012025

Foto: Saad Chaudhry/Unsplash

Konzept

Maria Terbeck

Weiberwirtschaft? Ein gutes Leben für ALLE – und was das mit einem Frauenverband zu tun hat

Was ist eigentlich ein gutes Leben?

Bei der kfd, einem großen Frauenverband, sind wir uns einig, dass Menschenwürde, Solidarität, gute Beziehungen und Gemeinschaft, ökologische Nachhaltigkeit, gleiche Rechte und Teilhabe ALLER unbedingt dazu gehören.

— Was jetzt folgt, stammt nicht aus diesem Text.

PR #6378, opened 2024-09-22
[Feature Store] Fix remote ingest `start_time` and `end_time` parameters of `ParquetSource`

tomerm-iguazio:
1) Edited to_dict to send string instead of datetime in fields : start_time and end_time.
2) Added remote test.

[ML-7918](https://iguazio.atlassian.net/browse/ML-7918)

[ML-7918]: https://iguazio.atlassian.net/browse/ML-7918?atlOrigin=eyJpIjoiNWRkNTljNzYxNjVmNDY3MDlhMDU5Y2ZhYzA5YTRkZjUiLCJwIjoiZ2l0aHViLWNvbS1KU1cifQ


tests/system/feature_store/test_feature_store.py
```diff
@@ -900,41 +900,65 @@ def test_featureset_column_types(self):
...
+            ],
             return_df=True,
+            run_config=run_config,
+        )
+        result_offline_target = get_offline_target(
+            measurements, name="second_parquet_target"
         )
-        assert len(resp) == 0
+        with pytest.raises(FileNotFoundError):
+            result_offline_target.as_df()
```
gtopper, line 970: Maybe it would be better to write a subset of the data and assert on that? Otherwise it's not possible to distinguish filtering from something just not working properly.

mlrun/model.py
```diff
@@ -2072,6 +2074,17 @@ def __init__(
...
+    def _serialize_field(
+        self, struct: dict, field_name: str = None, strip: bool = False
+    ) -> typing.Any:
+        # We pull the field from self and not from struct because it was excluded from the struct when looping over
+        # the fields to save.
+        if field_name in ["start_time", "end_time"]:
+            value = getattr(self, field_name, None)
+            if value and isinstance(value, datetime):
+                return value.isoformat()
+        return super()._serialize_field(struct, field_name, strip)
```
gtopper: Can be simplified a bit.
```suggestion
        value = super()._serialize_field(struct, field_name, strip)
        # We pull the field from self and not from struct because it was excluded from the struct when looping over
        # the fields to save.
        if field_name in ("start_time", "end_time") and isinstance(value, datetime):
            return value.isoformat()
        return value
```

gtopper (commented):
LGTM otherwise.

mlrun/model.py
tomerm-iguazio: nice, tnx!

tests/system/feature_store/test_feature_store.py
tomerm-iguazio: np, so it is relevant for the previous assert ...

tomerm-iguazio: in this assert, the ingest does not write to this target because it's the df become empty after filtering.

gtopper (approved):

Allerdings sehen wir uns aktuell einer Vielzahl von Herausforderungen gegenüber, die nicht gerade für ein gutes Leben stehen: Klimawandel, die Bedrohungen von rechts, fehlender Zusammenhalt in der Gesellschaft, zunehmender Pflegenotstand oder Wohnungsnot: Vieles scheint nahezu unüberwindbar – sowohl aus globaler Perspektive als auch auf nationaler Ebene. Neben dem Gegensatz von arm und reich erschrecken auch diskriminierende Strukturen, die Frauen, queere Menschen ebenso benachteiligen wie Menschen mit Migrationsgeschichte oder Behinderungen. Als Frauenverband setzen wir uns täglich mit solchen Ungerechtigkeiten und Ungleichheiten auseinander, denen Frauen immer noch und immer wieder ausgesetzt sind. Dies ist nicht nur ethisch fragwürdig, sondern bringt auch einen immensen Schaden für unser Zusammenleben und ein gesellschaftliches Zusammenwirken mit sich.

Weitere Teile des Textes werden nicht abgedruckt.